Set down the entries below exactly as written.

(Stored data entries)
┌──

PR #3505, opened 2022-05-13
[px/lg] Add kubernetes resource limits

rhalina:
To address DOOP warnings the looking glas deployments now have cpu and
memory resource limits

### DIFF
--- a/px/lg/templates/deployment.yaml
+++ b/px/lg/templates/deployment.yaml
@@ -33,6 +33,13 @@ spec:
       - name: {{ $.Values.global.region }}-pxrs-{{ $lg }}
         image: keppel.{{ $.Values.registry }}.cloud.sap/{{ $.Values.lg_image }}
         imagePullPolicy: Always
+        resources:
+          requests:
+            cpu: {{ $.Values.resources.lg.requests.cpu }}
+            memory: {{ $.Values.resources.lg.requests.memory }}
+          limits:
+            cpu: {{ $.Values.resources.lg.limits.cpu }}
+            memory: {{ $.Values.resources.lg.limits.memory }}
         volumeMounts:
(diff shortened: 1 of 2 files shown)


px/lg/templates/deployment.yaml
```diff
@@ -33,6 +33,13 @@ spec:
       - name: {{ $.Values.global.region }}-pxrs-{{ $lg }}
         image: keppel.{{ $.Values.registry }}.cloud.sap/{{ $.Values.lg_image }}
         imagePullPolicy: Always
+        resources:
+          requests:
+            cpu: {{ $.Values.resources.lg.requests.cpu }}
+            memory: {{ $.Values.resources.lg.requests.memory }}
+          limits:
+            cpu: {{ $.Values.resources.lg.limits.cpu }}
+            memory: {{ $.Values.resources.lg.limits.memory }}
```
swagner-de, line 42: If the structure of the values file matches the structure of the manifest, you can just include the values like here:
https://github.com/sapcc/helm-charts/blob/master/px/bird/templates/_deployment-bird.tpl#L63

No need to translate each individual attribute.

px/lg/values.yaml
```diff
@@ -24,3 +24,12 @@ looking_glass:
     proxy_port: 5005
     subdomain: pxadmin
     privileged: true
+
+resources:
+  lg:
+    requests:
+      cpu: "25m"
+      memory: "250Mi"
```
swagner-de, line 32: The VPA upperbound recommendation is actually more in that range. I would use that as a limit. `requests` is what is allocated on container start at the machine. I don't think we need to allocate that much.

swagner-de (changes requested):

PR #3510, opened 2022-05-18
bump prometheus-server in prometheus-openstack

artherd42:


openstack/prometheus-openstack/Chart.yaml
```diff
@@ -2,4 +2,4 @@ apiVersion: v1
 appVersion: "1.0"
 description: A helm chart for OpenStack monitoring tools.
 name: openstack-prometheus
-version: 0.1.2
+version: 6.2.0
```
viennaa, line 5: This should rather be increased in small steps, as it is chart agnostic. Since we're bumping a major version, we can increment a little further.

```suggestion
version: 1.0.0
```

viennaa (changes requested):
Thanks for this PR. I would be a little bit more conservative with bumping the chart version of this chart in general.

viennaa (approved):

PR #3519, opened 2022-05-19
adding owner info and upgrading chart version

viennaa:
upgrading multiple charts to `v2` and adding owner dependency as requested by doop.

```Check: GkOwnerInfoOnHelmReleases```


richardtief (approved):
Thanks. Looks good.

PR #3521, opened 2022-05-19
 Bump utils version

bbobrov:
This is required because jaeger-agent was pointed to another image in the previous commit


bbobrov:
self-merging since this is a minor change

PR #3525, opened 2022-05-19
GkImagesFromNonKeppel: fix Rego

talal:


majewsky:
I agree with the reasoning in principle, but I would like to ask if this is based on a theoretical concern or on actual errors from gatekeeper-audit?

Here's my thinking on this: `podSpec.containers` can definitely not be null, that *surely* must be rejected outright by the k8s API. For `initContainers`, it is true that we have lots of pods without any of these. But if that caused `podSpec.initContainers` to be null, the evaluation errors would have caused gatekeeper-audit to choke, but we have not seen any alerts relating to that. That makes me think that the k8s API normalizes `initContainers = null` into `initContainers = []`.

I'm not opposed to the change in general, but if we put in extra complexity, I want to have it properly justified.

majewsky:
I have tested with Sandro's pipeline and my own objects. For `initContainers`, your assessment is correct and we do in fact need `object.get` there. For `containers`, I've removed the `object.get` because it is in fact impossible to set this to null or even empty array because the k8s API complains about it:

```
The Deployment "stefantest" is invalid: spec.template.spec.containers: Required value
```

Therefore `object.get` is superfluous there.

PR #3526, opened 2022-05-20
[alertmanager] pagerduty network split by alert type

geisslet:
there is a managed service split within tier net - this setup isn't final and the sequence hack is dirty, but necessary


geisslet:
vault and secret are adopted

databus23 (approved):

databus23 (changes requested):
The `admin` region does not exist anymore for a long time and should be removed to reduce clutter by a few percent.

databus23 (approved):

PR #3528, opened 2022-05-20
castellum, keppel, limes, tenso: set anti affinity for api deployment

SuperSandro2000:


majewsky (changes requested):
Do we really need three different affinities? The keystone-api only has one. Since you copied from swift-proxy, I'm guessing there's extra complexity in there because swift-proxy can be deployed both as a daemonset and as a deployment in parallel. (Also, there may be some superfluous rules in there.)

Please spend some more time understanding what we really need here.

openstack/castellum/templates/api-deployment.yaml
```diff
@@ -26,6 +26,26 @@ spec:
...
+                  values:
+                  - castellum
+                - key: application
+                  operator: In
+                  values:
+                  - neutron
+                - key: component
+                  operator: In
+                  values:
+                  - api
```
majewsky, line 46: Besides the copy-paste error, this does not match the label structure that we have in this deployment. This labelSelector should probably match the one used by the Deployment (see `.spec.selector.matchLabels` in this same file).

Analogously for the other deployments.

majewsky (approved):

PR #4413, opened 2022-12-02
[ironic] Enable idrac-redfish and redfish

fwiesel:
Since it is working in some regions, we might as well open the option to enable it in all regions.

We still need to configure it on a host-by-host
basis, so the impact of this change is close to zero by itself.


sandzwerg (approved):

sandzwerg:
Fine with me

PR #4416, opened 2022-12-05
[Swift] alerts for quarantined objects,containers,accounts

reimannf:


majewsky (approved):

majewsky:
I added a `max()` around each metric name to prevent the alert from flapping during deployments that restart swift-health-exporter.

PR #4417, opened 2022-12-05
[nova] memcached alert becomes info-level and less triggery

joker-at-work:
This reduces the alert-level to info by updating the memcached chart and also sets the threshold for triggering the alert in Nova to a higher threshold, because looking at the current levels we didn't see any service degradation.


grandchild (approved):
LGTM

PR #4421, opened 2022-12-05
vmware-monitoring: add Maia federation service monitors

richardtief:


viennaa (approved):
It's a little odd, but it works as expected. Thanks for coming up with this solution.

PR #4432, opened 2022-12-08
[maia] customer used metric added back

viennaa:


richardtief (approved):
Thanks for re-adding it.

PR #4433, opened 2022-12-08
[Cinder] Enable independent clone by default

hemna:
This patch updates the cinder helm chart to enable the new cinder ability to allow independent cinder clones. This means that volumes created from another volume can be scheduled on a different pool (datastore) on the same backend as the source volume.

By default cinder doesn't allow this.


hemna:
related to this cinder PR:
https://github.com/sapcc/cinder/pull/159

└──

## Exercise solution
PR #3505, opened 2022-05-13
[px/lg] Add kubernetes resource limits

rhalina:
To address DOOP warnings the looking glas deployments now have cpu and
memory resource limits

### DIFF
--- a/px/lg/templates/deployment.yaml
+++ b/px/lg/templates/deployment.yaml
@@ -33,6 +33,13 @@ spec:
       - name: {{ $.Values.global.region }}-pxrs-{{ $lg }}
         image: keppel.{{ $.Values.registry }}.cloud.sap/{{ $.Values.lg_image }}
         imagePullPolicy: Always
+        resources:
+          requests:
+            cpu: {{ $.Values.resources.lg.requests.cpu }}
+            memory: {{ $.Values.resources.lg.requests.memory }}
+          limits:
+            cpu: {{ $.Values.resources.lg.limits.cpu }}
+            memory: {{ $.Values.resources.lg.limits.memory }}
         volumeMounts:
(diff shortened: 1 of 2 files shown)


px/lg/templates/deployment.yaml
```diff
@@ -33,6 +33,13 @@ spec:
       - name: {{ $.Values.global.region }}-pxrs-{{ $lg }}
         image: keppel.{{ $.Values.registry }}.cloud.sap/{{ $.Values.lg_image }}
         imagePullPolicy: Always
+        resources:
+          requests:
+            cpu: {{ $.Values.resources.lg.requests.cpu }}
+            memory: {{ $.Values.resources.lg.requests.memory }}
+          limits:
+            cpu: {{ $.Values.resources.lg.limits.cpu }}
+            memory: {{ $.Values.resources.lg.limits.memory }}
```
swagner-de, line 42: If the structure of the values file matches the structure of the manifest, you can just include the values like here:
https://github.com/sapcc/helm-charts/blob/master/px/bird/templates/_deployment-bird.tpl#L63

No need to translate each individual attribute.

px/lg/values.yaml
```diff
@@ -24,3 +24,12 @@ looking_glass:
     proxy_port: 5005
     subdomain: pxadmin
     privileged: true
+
+resources:
+  lg:
+    requests:
+      cpu: "25m"
+      memory: "250Mi"
```
swagner-de, line 32: The VPA upperbound recommendation is actually more in that range. I would use that as a limit. `requests` is what is allocated on container start at the machine. I don't think we need to allocate that much.

swagner-de (changes requested):

PR #3510, opened 2022-05-18
bump prometheus-server in prometheus-openstack

artherd42:


openstack/prometheus-openstack/Chart.yaml
```diff
@@ -2,4 +2,4 @@ apiVersion: v1
 appVersion: "1.0"
 description: A helm chart for OpenStack monitoring tools.
 name: openstack-prometheus
-version: 0.1.2
+version: 6.2.0
```
viennaa, line 5: This should rather be increased in small steps, as it is chart agnostic. Since we're bumping a major version, we can increment a little further.

```suggestion
version: 1.0.0
```

viennaa (changes requested):
Thanks for this PR. I would be a little bit more conservative with bumping the chart version of this chart in general.

viennaa (approved):

PR #3519, opened 2022-05-19
adding owner info and upgrading chart version

viennaa:
upgrading multiple charts to `v2` and adding owner dependency as requested by doop.

```Check: GkOwnerInfoOnHelmReleases```


richardtief (approved):
Thanks. Looks good.

PR #3521, opened 2022-05-19
 Bump utils version

bbobrov:
This is required because jaeger-agent was pointed to another image in the previous commit


bbobrov:
self-merging since this is a minor change

PR #3525, opened 2022-05-19
GkImagesFromNonKeppel: fix Rego

talal:


majewsky:
I agree with the reasoning in principle, but I would like to ask if this is based on a theoretical concern or on actual errors from gatekeeper-audit?

Here's my thinking on this: `podSpec.containers` can definitely not be null, that *surely* must be rejected outright by the k8s API. For `initContainers`, it is true that we have lots of pods without any of these. But if that caused `podSpec.initContainers` to be null, the evaluation errors would have caused gatekeeper-audit to choke, but we have not seen any alerts relating to that. That makes me think that the k8s API normalizes `initContainers = null` into `initContainers = []`.

I'm not opposed to the change in general, but if we put in extra complexity, I want to have it properly justified.

majewsky:
I have tested with Sandro's pipeline and my own objects. For `initContainers`, your assessment is correct and we do in fact need `object.get` there. For `containers`, I've removed the `object.get` because it is in fact impossible to set this to null or even empty array because the k8s API complains about it:

```
The Deployment "stefantest" is invalid: spec.template.spec.containers: Required value
```

Therefore `object.get` is superfluous there.

PR #3526, opened 2022-05-20
[alertmanager] pagerduty network split by alert type

geisslet:
there is a managed service split within tier net - this setup isn't final and the sequence hack is dirty, but necessary


geisslet:
vault and secret are adopted

databus23 (approved):

databus23 (changes requested):
The `admin` region does not exist anymore for a long time and should be removed to reduce clutter by a few percent.

databus23 (approved):

PR #3528, opened 2022-05-20
castellum, keppel, limes, tenso: set anti affinity for api deployment

SuperSandro2000:


majewsky (changes requested):
Do we really need three different affinities? The keystone-api only has one. Since you copied from swift-proxy, I'm guessing there's extra complexity in there because swift-proxy can be deployed both as a daemonset and as a deployment in parallel. (Also, there may be some superfluous rules in there.)

Please spend some more time understanding what we really need here.

openstack/castellum/templates/api-deployment.yaml
```diff
@@ -26,6 +26,26 @@ spec:
...
+                  values:
+                  - castellum
+                - key: application
+                  operator: In
+                  values:
+                  - neutron
+                - key: component
+                  operator: In
+                  values:
+                  - api
```
majewsky, line 46: Besides the copy-paste error, this does not match the label structure that we have in this deployment. This labelSelector should probably match the one used by the Deployment (see `.spec.selector.matchLabels` in this same file).

Analogously for the other deployments.

majewsky (approved):

PR #4413, opened 2022-12-02
[ironic] Enable idrac-redfish and redfish

fwiesel:
Since it is working in some regions, we might as well open the option to enable it in all regions.

We still need to configure it on a host-by-host
basis, so the impact of this change is close to zero by itself.


sandzwerg (approved):

sandzwerg:
Fine with me

PR #4416, opened 2022-12-05
[Swift] alerts for quarantined objects,containers,accounts

reimannf:


majewsky (approved):

majewsky:
I added a `max()` around each metric name to prevent the alert from flapping during deployments that restart swift-health-exporter.

PR #4417, opened 2022-12-05
[nova] memcached alert becomes info-level and less triggery

joker-at-work:
This reduces the alert-level to info by updating the memcached chart and also sets the threshold for triggering the alert in Nova to a higher threshold, because looking at the current levels we didn't see any service degradation.


grandchild (approved):
LGTM

PR #4421, opened 2022-12-05
vmware-monitoring: add Maia federation service monitors

richardtief:


viennaa (approved):
It's a little odd, but it works as expected. Thanks for coming up with this solution.

PR #4432, opened 2022-12-08
[maia] customer used metric added back

viennaa:


richardtief (approved):
Thanks for re-adding it.

PR #4433, opened 2022-12-08
[Cinder] Enable independent clone by default

hemna:
This patch updates the cinder helm chart to enable the new cinder ability to allow independent cinder clones. This means that volumes created from another volume can be scheduled on a different pool (datastore) on the same backend as the source volume.

By default cinder doesn't allow this.


hemna:
related to this cinder PR:
https://github.com/sapcc/cinder/pull/159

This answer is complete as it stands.